Un momento, cuántos litros de esa extraña cerveza me he bebido.

Williamsburg es el nuevo barrio de moda, desde hace un tiempo todo el mundo habla de él y es condición indispensable visitarlo, sobre todo por la noche. Nosotros pasaremos aquí toda la tarde, cenaremos pizza y acudiremos a un bar donde María Antonia ha quedado con unos amigos.
La arteria principal de Williamsburg —lugar originario de Al Capone y meca hipster de los últimos veinte minutos— es Bedford Avenue, calle encantadora con un ambiente bárbaro moderno más no mamarracho y con una luz estupendísima que nos ha realmente cautivado. Cada tienda de camisas, floristería, bar y funeraria está llena de gente guapísima y bien vestida pasándolo estupendamente y procurando que se note. El asunto es que se nota y además da el pego, no parece que estén fingiendo, como Náusea Nimri cuando sale al escenario de los Goya riéndose para que veamos todos cuánto se divierte en todo momento.



Al final de Bedford Ave. encontramos un parque estupendo con campos de baseball y césped para sentarse y nos sentamos a gozar de la luz maravillosa del atardecer y a mirar Manhattan a lo lejos, naranja y neblinosa. Más emoción.



Nos dirigimos hacia la luz y acabamos en unas calles amplias llenas de naves y almacenes entre las que tiene pinta de haber lofts —lofts de verdad, no pisos sin tabiques como los de aquí— donde la luz es ya dorada pero empieza a volverse violeta. Estamos en Kent Ave. con la North 12th st. y bajamos por Kent hasta toparnos con una puerta en una tela metálica con el simbolizo de la hoja de roble que aparece en todos los parques de la city.
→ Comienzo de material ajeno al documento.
PR #199, opened 2017-07-21
Added SAI dump support to syncd

andrii-savka:


kcudnik:
What is purpose of this change? there is already saidump tool which dumps redis database to file

andrii-savka:
To @kcudnik 
The purpose of this change is to dump the real SAI state including SDK log. 
The "saidump" tool dumps only the sairedis database - not a SAI layer and it could be different. 
It is new feature introduced for dumping the SAI and SDK log and add them to sysdump.

kcudnik:
This could be done easier if you would use connect to existign sai with INIT == false, similar like saidiscovery tool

Nos adentramos al cruzarla por un pasillo de cemento que de repente se abre a una maravillosísima vista de Manhattan al otro lado del río, con la noche recién inaugurada y, en primer término, un campo de fútbol con un césped cuidadísimo y esplendoroso en el que juegan unos aficionados.
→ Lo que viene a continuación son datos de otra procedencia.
PR #472, opened 2019-06-19
Reduce the timeout (GET_RESPONSE_TIMEOUT) from 6 minutes to 1 minute.

renukamanavalan:


lib/inc/sai_redis.h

Aquí invertimos otro ratito haciendo fotos y gozando de las vistas antes de continuar en busca de algo de comer. Nos han hablado de un diner con todas las de la ley, en 225 Wythe Ave., Relish. Desgraciadamente lo encontramos cerrado, lo cual nos llena de desconsuelo porque el sitio es precioso, con su pinta de caravana de hojalata de diner de verdad.
Vamos dando un paseíllo hasta una pizzería en 33 Havemeyer st. y allí nos comemos una suculenta pizza gigante. El lugar tiene dos o tres mesas preparadas, pero principalmente es una pizzería a domicilio. Está decorado con platos de papel pintados con rotulador en los que se refleja la actualidad. Tanto que hay uno en que aparece Osama ahorcado. Curiosa esta celebración de la venganza y la pena de muerte entre el moderneo.

Fuck you Osama?

Vamos al Union Pool, el garito en el que tenemos la cita, en Union Ave con Meeker. Este sitio ya aparecía en las recomendaciones que nos habían pasado antes de venir y vive Dios que es un lugar recomendable. Se trata de un bar grande, con un patio también grande, lleno en su justa medida de gente agradable. De nuevo me pasma la ausencia de mamarrachista y la cantidad de gente guapa. Aquí pasamos un buen rato, tomando el fresco y tomando algo en el patio. Nos retiramos a alguna hora temprana porque nuestros cuerpos no aguantan más y nos queda un buen tirón hasta Washington Heights. Tenemos suerte con los transbordos y llegamos en una hora y cuarto. Y así bajamos telón para este día magnífico, de los mejores del viaje.